[Saved data entries]
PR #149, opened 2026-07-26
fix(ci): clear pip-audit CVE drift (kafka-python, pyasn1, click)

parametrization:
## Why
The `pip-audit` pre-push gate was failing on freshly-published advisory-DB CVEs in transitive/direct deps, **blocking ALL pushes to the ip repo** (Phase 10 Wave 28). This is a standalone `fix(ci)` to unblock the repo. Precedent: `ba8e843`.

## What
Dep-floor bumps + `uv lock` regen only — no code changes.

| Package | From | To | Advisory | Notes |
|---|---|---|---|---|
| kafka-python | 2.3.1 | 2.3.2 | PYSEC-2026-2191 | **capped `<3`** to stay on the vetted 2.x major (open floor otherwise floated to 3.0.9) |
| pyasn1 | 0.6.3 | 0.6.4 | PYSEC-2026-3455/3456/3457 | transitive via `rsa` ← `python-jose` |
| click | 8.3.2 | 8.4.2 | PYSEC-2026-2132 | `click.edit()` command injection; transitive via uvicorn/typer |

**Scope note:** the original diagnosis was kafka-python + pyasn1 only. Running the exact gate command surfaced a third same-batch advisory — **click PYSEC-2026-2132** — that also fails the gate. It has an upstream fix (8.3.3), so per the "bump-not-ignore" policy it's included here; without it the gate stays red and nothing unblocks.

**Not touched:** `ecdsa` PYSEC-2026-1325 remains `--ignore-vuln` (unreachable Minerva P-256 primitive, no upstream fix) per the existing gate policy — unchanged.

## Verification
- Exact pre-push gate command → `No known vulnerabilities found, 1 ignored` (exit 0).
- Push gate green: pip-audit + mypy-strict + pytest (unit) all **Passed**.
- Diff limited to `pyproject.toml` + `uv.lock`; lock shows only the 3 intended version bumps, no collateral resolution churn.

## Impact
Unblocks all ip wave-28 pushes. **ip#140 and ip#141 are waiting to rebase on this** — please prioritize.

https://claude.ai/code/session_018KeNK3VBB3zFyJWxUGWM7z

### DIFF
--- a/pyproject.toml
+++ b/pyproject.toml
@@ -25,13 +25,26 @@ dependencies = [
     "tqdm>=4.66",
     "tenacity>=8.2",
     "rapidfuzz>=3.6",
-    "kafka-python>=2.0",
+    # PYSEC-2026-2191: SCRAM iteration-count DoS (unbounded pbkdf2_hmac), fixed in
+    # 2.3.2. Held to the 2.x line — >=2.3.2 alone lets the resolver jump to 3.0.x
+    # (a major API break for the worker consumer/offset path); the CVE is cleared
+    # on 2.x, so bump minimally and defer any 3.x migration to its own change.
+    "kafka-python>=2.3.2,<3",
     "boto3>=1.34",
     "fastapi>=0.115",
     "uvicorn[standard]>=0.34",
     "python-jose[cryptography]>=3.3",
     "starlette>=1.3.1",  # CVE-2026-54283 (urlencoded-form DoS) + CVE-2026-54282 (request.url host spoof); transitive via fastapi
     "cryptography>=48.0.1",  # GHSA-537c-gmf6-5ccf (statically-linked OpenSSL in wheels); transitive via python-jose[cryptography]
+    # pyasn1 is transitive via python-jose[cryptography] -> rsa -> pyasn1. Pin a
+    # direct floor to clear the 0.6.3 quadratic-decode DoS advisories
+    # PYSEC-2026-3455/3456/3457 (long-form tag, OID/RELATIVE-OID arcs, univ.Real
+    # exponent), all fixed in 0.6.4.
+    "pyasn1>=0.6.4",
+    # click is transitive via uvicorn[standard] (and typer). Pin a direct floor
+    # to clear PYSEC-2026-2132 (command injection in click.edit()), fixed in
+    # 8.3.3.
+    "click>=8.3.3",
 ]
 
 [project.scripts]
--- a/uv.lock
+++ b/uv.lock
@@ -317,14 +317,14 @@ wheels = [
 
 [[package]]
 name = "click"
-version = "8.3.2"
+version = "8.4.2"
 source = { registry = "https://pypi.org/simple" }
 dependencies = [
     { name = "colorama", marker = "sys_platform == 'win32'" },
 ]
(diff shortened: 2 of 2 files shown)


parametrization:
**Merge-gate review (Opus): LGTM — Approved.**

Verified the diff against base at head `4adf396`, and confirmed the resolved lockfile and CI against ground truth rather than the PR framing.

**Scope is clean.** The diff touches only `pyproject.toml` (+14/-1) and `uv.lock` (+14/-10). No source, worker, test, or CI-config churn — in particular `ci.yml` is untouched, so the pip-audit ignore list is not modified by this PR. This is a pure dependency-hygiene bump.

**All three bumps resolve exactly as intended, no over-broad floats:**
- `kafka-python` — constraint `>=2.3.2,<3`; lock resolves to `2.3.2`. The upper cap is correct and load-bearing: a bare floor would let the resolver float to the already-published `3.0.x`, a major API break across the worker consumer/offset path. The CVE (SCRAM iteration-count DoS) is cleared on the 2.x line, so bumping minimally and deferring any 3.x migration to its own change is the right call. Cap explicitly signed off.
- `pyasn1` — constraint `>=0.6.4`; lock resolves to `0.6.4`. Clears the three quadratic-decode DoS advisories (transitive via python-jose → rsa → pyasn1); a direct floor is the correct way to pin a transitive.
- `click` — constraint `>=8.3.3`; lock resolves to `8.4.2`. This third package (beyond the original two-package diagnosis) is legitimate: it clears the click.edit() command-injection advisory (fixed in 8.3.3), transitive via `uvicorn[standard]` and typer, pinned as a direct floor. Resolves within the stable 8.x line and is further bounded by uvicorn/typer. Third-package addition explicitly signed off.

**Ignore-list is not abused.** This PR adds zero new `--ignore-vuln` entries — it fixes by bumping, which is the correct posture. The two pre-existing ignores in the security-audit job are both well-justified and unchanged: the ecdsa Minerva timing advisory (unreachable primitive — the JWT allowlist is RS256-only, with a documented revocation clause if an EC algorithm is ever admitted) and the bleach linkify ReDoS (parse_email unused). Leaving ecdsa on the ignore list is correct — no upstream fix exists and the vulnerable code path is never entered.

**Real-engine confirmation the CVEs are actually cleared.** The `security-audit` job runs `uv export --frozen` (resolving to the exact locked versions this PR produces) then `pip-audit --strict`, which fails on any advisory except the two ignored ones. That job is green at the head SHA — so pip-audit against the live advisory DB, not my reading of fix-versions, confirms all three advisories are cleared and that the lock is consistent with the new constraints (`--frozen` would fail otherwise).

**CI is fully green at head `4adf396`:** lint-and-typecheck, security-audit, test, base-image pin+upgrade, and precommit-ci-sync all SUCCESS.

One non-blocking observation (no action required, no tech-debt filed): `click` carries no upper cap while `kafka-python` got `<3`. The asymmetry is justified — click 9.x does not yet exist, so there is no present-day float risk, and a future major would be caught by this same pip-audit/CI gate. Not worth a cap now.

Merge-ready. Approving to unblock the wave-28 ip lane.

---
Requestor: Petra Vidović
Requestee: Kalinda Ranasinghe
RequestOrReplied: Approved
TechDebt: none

• **What to work on**: The whole block of entries above should be repeated exactly.

• **Output of the exercise**:
PR #149, opened 2026-07-26
fix(ci): clear pip-audit CVE drift (kafka-python, pyasn1, click)

parametrization:
## Why
The `pip-audit` pre-push gate was failing on freshly-published advisory-DB CVEs in transitive/direct deps, **blocking ALL pushes to the ip repo** (Phase 10 Wave 28). This is a standalone `fix(ci)` to unblock the repo. Precedent: `ba8e843`.

## What
Dep-floor bumps + `uv lock` regen only — no code changes.

| Package | From | To | Advisory | Notes |
|---|---|---|---|---|
| kafka-python | 2.3.1 | 2.3.2 | PYSEC-2026-2191 | **capped `<3`** to stay on the vetted 2.x major (open floor otherwise floated to 3.0.9) |
| pyasn1 | 0.6.3 | 0.6.4 | PYSEC-2026-3455/3456/3457 | transitive via `rsa` ← `python-jose` |
| click | 8.3.2 | 8.4.2 | PYSEC-2026-2132 | `click.edit()` command injection; transitive via uvicorn/typer |

**Scope note:** the original diagnosis was kafka-python + pyasn1 only. Running the exact gate command surfaced a third same-batch advisory — **click PYSEC-2026-2132** — that also fails the gate. It has an upstream fix (8.3.3), so per the "bump-not-ignore" policy it's included here; without it the gate stays red and nothing unblocks.

**Not touched:** `ecdsa` PYSEC-2026-1325 remains `--ignore-vuln` (unreachable Minerva P-256 primitive, no upstream fix) per the existing gate policy — unchanged.

## Verification
- Exact pre-push gate command → `No known vulnerabilities found, 1 ignored` (exit 0).
- Push gate green: pip-audit + mypy-strict + pytest (unit) all **Passed**.
- Diff limited to `pyproject.toml` + `uv.lock`; lock shows only the 3 intended version bumps, no collateral resolution churn.

## Impact
Unblocks all ip wave-28 pushes. **ip#140 and ip#141 are waiting to rebase on this** — please prioritize.

https://claude.ai/code/session_018KeNK3VBB3zFyJWxUGWM7z

### DIFF
--- a/pyproject.toml
+++ b/pyproject.toml
@@ -25,13 +25,26 @@ dependencies = [
     "tqdm>=4.66",
     "tenacity>=8.2",
     "rapidfuzz>=3.6",
-    "kafka-python>=2.0",
+    # PYSEC-2026-2191: SCRAM iteration-count DoS (unbounded pbkdf2_hmac), fixed in
+    # 2.3.2. Held to the 2.x line — >=2.3.2 alone lets the resolver jump to 3.0.x
+    # (a major API break for the worker consumer/offset path); the CVE is cleared
+    # on 2.x, so bump minimally and defer any 3.x migration to its own change.
+    "kafka-python>=2.3.2,<3",
     "boto3>=1.34",
     "fastapi>=0.115",
     "uvicorn[standard]>=0.34",
     "python-jose[cryptography]>=3.3",
     "starlette>=1.3.1",  # CVE-2026-54283 (urlencoded-form DoS) + CVE-2026-54282 (request.url host spoof); transitive via fastapi
     "cryptography>=48.0.1",  # GHSA-537c-gmf6-5ccf (statically-linked OpenSSL in wheels); transitive via python-jose[cryptography]
+    # pyasn1 is transitive via python-jose[cryptography] -> rsa -> pyasn1. Pin a
+    # direct floor to clear the 0.6.3 quadratic-decode DoS advisories
+    # PYSEC-2026-3455/3456/3457 (long-form tag, OID/RELATIVE-OID arcs, univ.Real
+    # exponent), all fixed in 0.6.4.
+    "pyasn1>=0.6.4",
+    # click is transitive via uvicorn[standard] (and typer). Pin a direct floor
+    # to clear PYSEC-2026-2132 (command injection in click.edit()), fixed in
+    # 8.3.3.
+    "click>=8.3.3",
 ]
 
 [project.scripts]
--- a/uv.lock
+++ b/uv.lock
@@ -317,14 +317,14 @@ wheels = [
 
 [[package]]
 name = "click"
-version = "8.3.2"
+version = "8.4.2"
 source = { registry = "https://pypi.org/simple" }
 dependencies = [
     { name = "colorama", marker = "sys_platform == 'win32'" },
 ]
(diff shortened: 2 of 2 files shown)


parametrization:
**Merge-gate review (Opus): LGTM — Approved.**

Verified the diff against base at head `4adf396`, and confirmed the resolved lockfile and CI against ground truth rather than the PR framing.

**Scope is clean.** The diff touches only `pyproject.toml` (+14/-1) and `uv.lock` (+14/-10). No source, worker, test, or CI-config churn — in particular `ci.yml` is untouched, so the pip-audit ignore list is not modified by this PR. This is a pure dependency-hygiene bump.

**All three bumps resolve exactly as intended, no over-broad floats:**
- `kafka-python` — constraint `>=2.3.2,<3`; lock resolves to `2.3.2`. The upper cap is correct and load-bearing: a bare floor would let the resolver float to the already-published `3.0.x`, a major API break across the worker consumer/offset path. The CVE (SCRAM iteration-count DoS) is cleared on the 2.x line, so bumping minimally and deferring any 3.x migration to its own change is the right call. Cap explicitly signed off.
- `pyasn1` — constraint `>=0.6.4`; lock resolves to `0.6.4`. Clears the three quadratic-decode DoS advisories (transitive via python-jose → rsa → pyasn1); a direct floor is the correct way to pin a transitive.
- `click` — constraint `>=8.3.3`; lock resolves to `8.4.2`. This third package (beyond the original two-package diagnosis) is legitimate: it clears the click.edit() command-injection advisory (fixed in 8.3.3), transitive via `uvicorn[standard]` and typer, pinned as a direct floor. Resolves within the stable 8.x line and is further bounded by uvicorn/typer. Third-package addition explicitly signed off.

**Ignore-list is not abused.** This PR adds zero new `--ignore-vuln` entries — it fixes by bumping, which is the correct posture. The two pre-existing ignores in the security-audit job are both well-justified and unchanged: the ecdsa Minerva timing advisory (unreachable primitive — the JWT allowlist is RS256-only, with a documented revocation clause if an EC algorithm is ever admitted) and the bleach linkify ReDoS (parse_email unused). Leaving ecdsa on the ignore list is correct — no upstream fix exists and the vulnerable code path is never entered.

**Real-engine confirmation the CVEs are actually cleared.** The `security-audit` job runs `uv export --frozen` (resolving to the exact locked versions this PR produces) then `pip-audit --strict`, which fails on any advisory except the two ignored ones. That job is green at the head SHA — so pip-audit against the live advisory DB, not my reading of fix-versions, confirms all three advisories are cleared and that the lock is consistent with the new constraints (`--frozen` would fail otherwise).

**CI is fully green at head `4adf396`:** lint-and-typecheck, security-audit, test, base-image pin+upgrade, and precommit-ci-sync all SUCCESS.

One non-blocking observation (no action required, no tech-debt filed): `click` carries no upper cap while `kafka-python` got `<3`. The asymmetry is justified — click 9.x does not yet exist, so there is no present-day float risk, and a future major would be caught by this same pip-audit/CI gate. Not worth a cap now.

Merge-ready. Approving to unblock the wave-28 ip lane.

---
Requestor: Petra Vidović
Requestee: Kalinda Ranasinghe
RequestOrReplied: Approved
TechDebt: none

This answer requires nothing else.